「医道の日本」プレイバック! 第11回【最終回】 赤羽幸兵衛「皮内針法こぼれ話」(1976年)
創刊より80年以上、通巻922号を数える中から、特に読者の議論を呼び起こした企画、時代を映し出した企画を振り返ります。
赤羽幸兵衛「皮内針法こぼれ話」(1976年)
皮内鍼の考案者として知られる赤羽幸兵衛(1895-1983)。
弊社からは2013年に、DVD「よくわかる!赤羽式皮内鍼法」を発行しているが、赤羽はその皮内鍼法を始め、「知熱感度測定法」や「シーソー現象」など、鍼灸史上に残る多くの研究・開発を行い、昭和鍼灸の歴史に巨大な足跡を残した、名鍼灸師である。
1931年、36歳のときに鍼灸師免許を取得した赤羽は、群馬県伊勢崎市にて開業する。
以降、長きにわたって臨床に励むが、1954年、読売新聞に「ハリ術にルネッサンス」という記事が掲載され、その名が一躍知られるようになった。
記事では、赤羽が臨床と研究の中で発見・考案した「皮内鍼法」や“経絡のバランス変化”を捉える「知熱感度測定法」を画期的なものとして紹介。大きな反響を呼ぶこととなった。
その後、赤羽は、講演活動や原稿執筆を精力的にこなしていく。
1966年には、NHKのテレビ番組「不思議な世界」に出演。
漫画家の手塚治虫氏を相手に赤羽氏法による治療を実演したところ、放映後から患者が殺到した。

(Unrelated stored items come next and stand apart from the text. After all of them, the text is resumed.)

PR #1279, opened 2022-03-29
Warn about publishing html files, unified file error states

### LINKED ISSUE #1246: The download fails for assets published that are not publicly available
The publish form allows asset publication even if the asset is not publicly reachable. This creates an issue when downloading the file. 

https://v4.market.oceanprotocol.com/asset/did:op:f66b072ec293aa76a29668df9ba7dbaf2cb0bb610f3475f8ebeebcfb731749b8

Video with the issue: https://drive.google.com/file/d/1I9lOBTEgI4iLDXh72W9rCEDQGGHgNDXJ/view?usp=sharing

kremalicious:
- closes #1246
- if file is valid and content type ends up as `html`, show a warning.
- cleanup for less repetitive markup
- cleanup for less code doing the same thing with less logic in file check 

Screen Shot 2022-03-30 at 14 34 19
 
- cleaned up and visually unified error states, resulting in file only being "added" when `valid: true`
  - while each error state (toast, input error, file added but show as error) was kinda nice, using 3 different error UI for 3 different errors on the same thing seemed a bit overkill
  - so left the only intended UI for all errors in the publish form:
  - provider not reachable/no network etc. (was shown in toast before with no error state on input at all):
  Screen Shot 2022-03-29 at 22 37 54
  
  - file response is `valid: false` (was a new error state before, added in #1221):
  Screen Shot 2022-03-29 at 23 00 21

### DIFF
--- a/src/components/@shared/FormFields/FilesInput/index.tsx
+++ b/src/components/@shared/FormFields/FilesInput/index.tsx
@@ -1,4 +1,4 @@
-import React, { ReactElement, useCallback, useEffect, useState } from 'react'
+import React, { ReactElement, useState } from 'react'
 import { useField, useFormikContext } from 'formik'
 import { toast } from 'react-toastify'
 import FileInfo from './Info'
@@ -7,6 +7,7 @@ import { InputProps } from '@shared/FormInput'
 import { initialValues } from 'src/components/Publish/_constants'
 import { getFileUrlInfo } from '@utils/provider'
 import { FormPublishData } from 'src/components/Publish/_types'
+import { LoggerInstance } from '@oceanprotocol/lib'
 
 export default function FilesInput(props: InputProps): ReactElement {
   const [field, meta, helpers] = useField(props.name)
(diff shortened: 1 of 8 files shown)


src/components/@shared/FormFields/FilesInput/index.tsx
```diff
@@ -7,55 +7,30 @@ import { InputProps } from '@shared/FormInput'
...
-        }
-      }
-
-      validateUrl()
-    },
-    [helpers, values.services]
-  )
-
-  useEffect(() => {
-    // try load from initial values, kinda hacky but it works
```
kremalicious, line 45: if I got this right, we only had this effect for refilling this field from saved `localStorage` form values but we don't have this right now so removed it all. If anybody remembers another reason we had this, let me know

EnzoVezzaro:
Found potencial regression on Provider URL validation (not sure if it's related, worth mention it)

Tested Links: 
- https://bafybeifrwhcjy2zp4ckif2ent5os27lm3bcijrqeihh6mjhiv2kzol7z6a.ipfs
- https://drive.google.com/file/d/1r0P_HRu8ZRTlxs-AyJJOzW9F6r3ID

https://user-images.githubusercontent.com/13741335/160809881-dcd41f54-c2e4-4ba3-bf74-3c07fa37554d.mp4

The second thing is more related to the use of Google Drive (in this case).

If I have a PDF (or Excel or any format really) in drive and use the standard shared link as "File" url, the UI actually detects it as HTML
For example: 
Screen Shot 2022-03-30 at 6 27 58 AM

I imagine there are limitations on what we can do about it, as I guess it's related to combination browser / drive. But the message it's a bit confusing for a regular user (that maybe doesn't even know what's html ) in this cases. Can we do anything about it?

mihaisc:
Well this is a compromise, we can't cover all the drives/shares. You are talking now just about google drive. Realistically we can't cover all cases and we shouldn't.  Maybe at some point we can have some better integrations but i feel it's way out of scope.

kremalicious:
> If I have a PDF (or Excel or any format really) in drive and use the standard shared link as "File" url, the UI actually detects it as HTML

well yes, this is the preview page of Google Drive and the file download with this will fail. Open that link in a browser and you will get something like this:

Screen Shot 2022-03-30 at 11 50 10

Using the link behind this icon might work better:

Screen Shot 2022-03-30 at 11 50 40

> Found potencial regression on Provider URL validation (not sure if it's related, worth mention it)

yes, thanks for noticing, indeed related so I'll take a look at it

mihaisc:
Asking the user to fish for obscure links from gdrive i fell we are complicating things more than needed. We have some mechanisms in place to make sure the data is valid but it is not our responsibility. This is decentralized, it's the publishers responsibility to have a working url. Investing more time seems like a waste. The more i think even this message is kinda weird. So i paste the link from a drive and i get this message, what do i do? Am i sure? Will i have issues? Why am i getting this warning?

kremalicious:
same error check & passthrough now in provider too. And modified copy making it more actionable:

Screen Shot 2022-03-30 at 14 34 19

> Investing more time seems like a waste.

Agree, the warning is right now best we can do, only proper way would be to integrate file pickers for various hosting and communicate with their APIs directly to e.g. get signed links, like from Azure or AWS.

src/components/@shared/FormFields/Provider/index.tsx
```diff
@@ -1,41 +1,47 @@
...
-      helpers.setValue({ url, valid: isValid })
-      helpers.setError(undefined)
+      setIsLoading(true)
+      const isValid = await ProviderInstance.isValidProvider(field.value.url)
+
+      // error if something's not right from response
+      // TODO: Figure out way to detect failed response, and throw that before
+      // this check.
+      // No way to detect a failed response with ProviderInstance.isValidProvider,
+      // making this error show up for multiple cases it shouldn't, namely network
```
mihaisc, line 28: This is not accurate and overcomplicating things. If a provider is down then it is not a valid provider.  This is not a debug software for your web services/infrastructure.

mihaisc:
Like Enzo said the error states are a bit off.

image
Way better than v4 main

image

src/components/@shared/FormFields/Provider/index.tsx
kremalicious: It's the very basic of web requests to know why they fail and we destroyed that here. If user's network is down, saying the entered provider is not valid is simply wrong but yes, considering custom provider is advanced use case anyway we don't need to bother

PR #1280, opened 2022-03-30
Display token approval message on loading

### LINKED ISSUE #1253: Pool action displayed instead of approval
When doing one of the following actions: add, remove liquidity or trade inside a pool, when approving the ocean token it says that the action is taking place instead of the approval.

For example I'm doing an approval but the following message is displayed:
Screenshot 2022-03-25 at 11 18 27

KatunaNorbert:
Fixes #1253.

### DIFF
--- a/src/components/@shared/TokenApproval/index.tsx
+++ b/src/components/@shared/TokenApproval/index.tsx
@@ -11,7 +11,8 @@ export default function TokenApproval({
   amount,
   tokenAddress,
   tokenSymbol,
-  setSubmitting
+  setSubmitting,
+  setIsTokenApproved
 }: {
   actionButton: JSX.Element
   disabled: boolean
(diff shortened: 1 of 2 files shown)


KatunaNorbert:
Not the best approach since now we have 2 states holding the `isTokenApproved` values but I don't see another way without refactoring.
Other option could be as we discussed to just remove the messages and only show a spinner.

claudiaHash (approved):
Yes, seems to be a fair compromise

src/components/@shared/TokenApproval/index.tsx
```diff
@@ -44,6 +46,9 @@ export default function TokenApproval({
       setTokenApproved(
         new Decimal(allowanceValue).greaterThanOrEqualTo(new Decimal(amount))
       )
+    setIsTokenApproved(
```
kremalicious, line 49: What's the difference to setTokenApproved from above?

kremalicious: Saw the comment now, so far down on mobile compared to the code

EnzoVezzaro (approved):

ところが、その約1カ月後に、疲労の蓄積で倒れてしまう。それが10年以上に及ぶ闘病生活の始まりとなった。
闘病の中でも赤羽は、小誌に何度も原稿を寄せている。そして最後の寄稿となったのが、今回の「皮内針法こぼれ話」(1976年)である。
冒頭の、「病床にはあるが、心は今も日本中かけめぐっている様な気持ちで居る。想うは針灸の将来であり、待たれるは我が身の再起である」という文に、病床に伏してなおも鍼灸への情熱を燃やしている様子がうかがえる。
「こぼれ話」と銘打たれてはいるが、赤羽が皮内鍼法を考案したきっかけや、いくつかの症例についても述べている。

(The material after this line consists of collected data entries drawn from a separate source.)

PR #1283, opened 2022-03-30
Undefined graph labels fix

### LINKED ISSUE #1277: Graph labels are undefined
image

A picture is worth a thousand words

claudiaHash:
Fixes #1277  .

Changes proposed in this PR:

-  removed `,` character form price string so forming price doesn't return `NaN`

### DIFF
--- a/src/components/@shared/Price/PriceUnit.tsx
+++ b/src/components/@shared/Price/PriceUnit.tsx
@@ -6,7 +6,7 @@ import { useUserPreferences } from '@context/UserPreferences'
 import Badge from '@shared/atoms/Badge'
 
 export function formatPrice(price: string, locale: string): string {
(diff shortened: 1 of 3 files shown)


EnzoVezzaro (approved):
works great! 👏🏽

kremalicious:
As this touches a component responsible for displaying every number throughout our app let's double check.

I'm concerned about different locales, where some users will use a `,` as the decimal point where others use this as thousands separator. Are we sure this change does not make e.g. in de-DE a `3,5` (which is `3.5` in en-US) into `35`?

From that perspective a more safe way would be to convert that price string input with something else than `Number()` which considers above concerns.

Did not check out which numbers this component receives and from where so might be not a concern at all when numbers passed are always coming from subgraph or so

claudiaHash:
works for me either, on Firefox & Chrome. thanks for fixing this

下に紹介する皮内鍼で治療した患者と赤羽とのやりとりのエピソードからは、皮内鍼を広め、多くの患者に役立てたいという治療家としての気概が伝わってくる。
「この方法を患者に応用してみた所これ又、驚くべき効果を見た。
多くの患者は『こんなに効く方法は珍しい。先生はこれを他の鍼灸師には教えず、御自分一人の"専売特許" にすべきです』と云った。
『これで蔵が建ちますね』とも云われたが私にはそれが出来ず広く公開したことは天下周知の話である」
今日では多くの治療家が活用している「皮内鍼」の祖・赤羽幸兵衛。
※本記事は、医道の日本社のWebサイトで2013年7月1日に公開されたものを元に作成しております。